Gastarbeiter kommen nach Heilbronn
vorgestellt von Ulrich Maier
Wirtschaftswunder und "ausländische Arbeitskräfte"
Die erste Phase der Geschichte der Gastarbeiter begann 1955 mit einem Anwerbeabkommen zwischen Deutschland und Italien. Die deutschen Arbeitsämter warben in dieser Phase über Vermittlungsagenturen ("Deutsche Kommissionen") in den Anwerbeländern Arbeitskräfte an. Die Initiative ging dabei von den Arbeitgebern aus, die im aufkommenden Wirtschaftswunder ein gesteigertes Interesse an Arbeitskräften auch aus dem Ausland hatten.
Als die 1957 unterzeichneten und 1958 in Kraft getretenen Römischen Verträge Gastarbeitern aus der Europäischen Wirtschaftsgemeinschaft die freie Wahl des Wohn- und Arbeitsortes einräumten, erleichterte dies die Aufnahme von Gastarbeitern in Deutschland. 1959 berichtete die Heilbronner Stimme über die "Fremdarbeiter" im Stadt- und Landkreis Heilbronn, die vorwiegend im Baugewerbe und in der Landwirtschaft eingesetzt waren. Für den Verfasser des Artikels stand fest, dass es sich um saisonale Arbeitskräfte handelte, die bald wieder in ihre Heimat zurückfahren würden.

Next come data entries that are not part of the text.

PR #6239, opened 2023-03-18
handle git+ssh with semver

andreineculau:
5 years later I'm still pestering you with git+ssh+semver @zkochan :)

Currently pnpm fails to install `git+ssh://git@example.com:org/repo.git#semver:~1.2.3` (where example.com is an internal git server, not github.com) because it will end up looking for refspec `/~1.2.3` which doesn't match any git tag. We end up there both because of escaping the colon in `semver`, but also because we assume git+ssh URL cannot accept semver range spec.

Trying to install `https://example.com/org/repo.git#semver:~1.2.3` works as expected.

Looking through the code, we had quite a few patches to handle SCP-like urls, because we wanted to use `new URL`, and not the deprecated `url.parse`.

Yarn has this patch https://github.com/yarnpkg/yarn/blob/master/src/util/git.js#L103
but npm https://github.com/npm/git/blob/f60bb15da404679160c4bb6ad1c31a66d5f6ae72/lib/clone.js#L20 was mentioning the shim in https://github.com/npm/hosted-git-info/blob/f03bfbd3022c8f6283a991ff879ed97704ac35fa/lib/parse-url.js#L42

The shim didn't work out, so a similar take as yarn's landed in this PR.

### DIFF
--- a/resolving/git-resolver/src/parsePref.ts
+++ b/resolving/git-resolver/src/parsePref.ts
@@ -38,15 +38,9 @@ export async function parsePref (pref: string): Promise<HostedPackageSpec | null
   if (colonsPos === -1) return null
   const protocol = pref.slice(0, colonsPos)
   if (protocol && gitProtocols.has(protocol.toLocaleLowerCase())) {
-    const urlparse = new URL(escapeColon(pref))
+    const correctPref = correctUrl(pref)
+    const urlparse = new URL(correctPref)
     if (!urlparse?.protocol) return null
-    const match = urlparse.protocol === 'git+ssh:' && matchGitScp(pref)
-    if (match) {
-      return {
-        ...match,
-        normalizedPref: pref,
-      }
-    }
 
     const committish = (urlparse.hash?.length > 1) ? decodeURIComponent(urlparse.hash.slice(1)) : null
     return {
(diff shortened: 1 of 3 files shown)


resolving/git-resolver/src/parsePref.ts
```diff
@@ -151,18 +137,43 @@ function setGitCommittish (committish: string | null) {
...
+    // :password@hostname.com:user/repo
+    // username:password@hostname.com:user/repo
+    // proto://username@hostname.com:user/repo
+    // proto://:password@hostname.com:user/repo
+    // proto://username:password@hostname.com:user/repo
+    // then we replace the last : with a / to create a valid path
+    giturl = giturl.slice(0, lastColonBeforeHash) + '/' + giturl.slice(lastColonBeforeHash + 1)
   }
+
+  if (lastIndexOfBefore(giturl, ':', '#') === -1 && giturl.indexOf('//') === -1) {
```
andreineculau: follow pnpm's conventions

```suggestion
  if (lastIndexOfBefore(giturl, ':', '#') === -1 && giturl.includes('//')) {
```

andreineculau:
offtopic: it is great to see pnpm can install git dependencies without a package.json 🎉 🚀 pnpm is a generic package manager 😱 Is that true? If so, I L O V E I T 😍 🤩

zkochan:
Could you add some tests?

andreineculau:
I added two tests (SCP-like and regular URL) for semver range. Both are failing on the current version highlighting the two bugs:
* test with SCP-like URL - fails because it doesn't look for ranges
* test with regular URL - fails because it tries to match `/~x.y.z` with semver tags

zkochan:
ok, also add a changset for your changes.

```
pnpm -w changeset
```

zkochan (approved):

PR #6248, opened 2023-03-20
fix:  when publish some package throws an error, exit code should be non-zero

### LINKED ISSUE #5528: `pnpm -r publish` never fails or stop when the inner command exits with a non-zero code
### Additional information:

 - `node -v` prints: tried on both `v16.15.0` and `v18.8.0`
 - Windows, macOS, or Linux?: macOS, Linux

### Screenshot

image

I changed `.npmrc` to make it fail on purpose. as you can see the publish process is moving forward instead of ending with a non-zero code. looks like the code in [recursivePublish.ts](https://github.com/pnpm/pnpm/blob/1d29fed2eb1e83012dc616473f8c7c4f8fcb9cb7/packages/plugin-commands-publishing/src/recursivePublish.ts#L122) doesn't handle the situation.

### LINKED ISSUE #5775: pnpm publish exits with code 0, even if it fails
### Additional information:

 - `node -v` prints: 16.18.1
 - Windows, macOS, or Linux?: ubuntu linux (github)

await-ovo:
fix #5528
fix #5775

### DIFF
--- a/releasing/plugin-commands-publishing/src/recursivePublish.ts
+++ b/releasing/plugin-commands-publishing/src/recursivePublish.ts
@@ -56,7 +56,7 @@ Partial<Pick<Config,
 
 export async function recursivePublish (
   opts: PublishRecursiveOpts & Required<Pick<Config, 'selectedProjectsGraph'>>
-) {
+): Promise<{ exitCode: number }> {
   const pkgs = Object.values(opts.selectedProjectsGraph).map((wsPkg) => wsPkg.package)
   const resolve = createResolver({
     ...opts,
@@ -82,7 +82,6 @@ export async function recursivePublish (
   })
   const publishedPkgDirs = new Set(pkgsToPublish.map(({ dir }) => dir))
   const publishedPackages = []
-  let exitCode = 0
   if (publishedPkgDirs.size === 0) {
     logger.info({
       message: 'There are no new packages that should be published',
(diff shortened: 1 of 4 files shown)


releasing/plugin-commands-publishing/src/recursivePublish.ts
```diff
@@ -122,13 +123,16 @@ export async function recursivePublish (
         }, [pkg.dir])
         if (publishResult?.manifest != null) {
           publishedPackages.push(pick(['name', 'version'], publishResult.manifest))
+        } else if (exitCode === 0 && publishResult?.exitCode) {
+          exitCode = publishResult.exitCode
```
zkochan: will it proceed to publish the rest of the packages? I think probably we should stop the publishing.

await-ovo: I think it's good to continue releasing other packages without quitting if an error is reported on a package release.

Maybe we need the `--bail` option if we want to exit immediately?

zkochan: we are releasing foo and bar. bar is a dependency of foo. If we fail to release bar but we release foo, then we release a broken version of foo.

await-ovo: In that case, it makes sense, I'll update it and let it quit immediately,  thanks.

zkochan (approved):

Der Begriff "Gastarbeiter"
Bis 1960 wurde häufig der Begriff "Fremdarbeiter" verwendet, der noch aus der Zeit des Zweiten Weltkriegs bekannt war, als Zwangsarbeiter unter dieser Bezeichnung in der deutschen Wirtschaft eingesetzt waren. Nach 1960 setzte sich allmählich der Begriff "Gastarbeiter" durch. Aber noch 1968 titelte die Heilbronner Stimme: "Die Zahl der Fremdarbeiter steigt" (HSt 4.9.1968, Nr. 204, S. 12; Stadtarchiv Heilbronn B 1398, Zeitgeschichtliche Sammlung, "Gastarbeiter”). Heute hat sich die Bezeichnung "Bürger mit Migrationshintergrund" inzwischen längst durchgesetzt. In der Forschung wird jedoch der Begriff "Gastarbeiter" für die Arbeitsmigranten der ersten Generation weiter verwendet, wenn die Sechziger und Siebziger Jahre im Mittelpunkt stehen.
Didaktischer Schwerpunkt
Der Unterrichtsbaustein "Gastarbeiter kommen nach Heilbronn" beleuchtet die Zeit zwischen den Jahren 1959 und 1970, als die Zahl der Gastarbeiter steil anstieg und in der deutschen Öffentlichkeit deutlich wurde, dass die Gastarbeiter nicht kurzfristig zur Saisonarbeit kamen, sondern ihre Familien nachzogen und blieben. Daraus ergaben sich Fragen der Integration, die hier vor allem am Beispiel des Unterrichts für Kinder aus Gastarbeiterfamilien verdeutlicht werden sollen. Ein weiterer Schwerpunkt soll darauf gelegt werden, wie die Gastarbeiter der ersten Generation im Rückblick ihre Eindrücke und Erfahrungen von ihrem Leben im Stadt- und Landkreis Heilbronn empfanden und wie Presse und Kommunalpolitiker auf die neue Situation reagierten. Heute besuchen die Enkel oder bereits schon die Urenkel der Gastarbeiter der Sechziger und Siebziger Jahre Schulen im Stadt- und Landkreis Heilbronn und es erscheint sinnvoll und notwendig, im Geschichtsunterricht und in den entsprechenden Fächerverbünden auf ihre Familiengeschichte einzugehen. Die Integration von Mitbürgern mit Migrationshintergrund ist heute ein Desiderat erster Ordnung. Dazu soll dieser Unterrichtsbaustein beitragen. Die "Zeitgeschichtliche Sammlung" im Stadtarchiv Heilbronn, das sich heute als "Haus der Stadtgeschichte" definiert, bietet dazu wertvolles, anschauliches und für den Unterricht leicht zugängliches Material.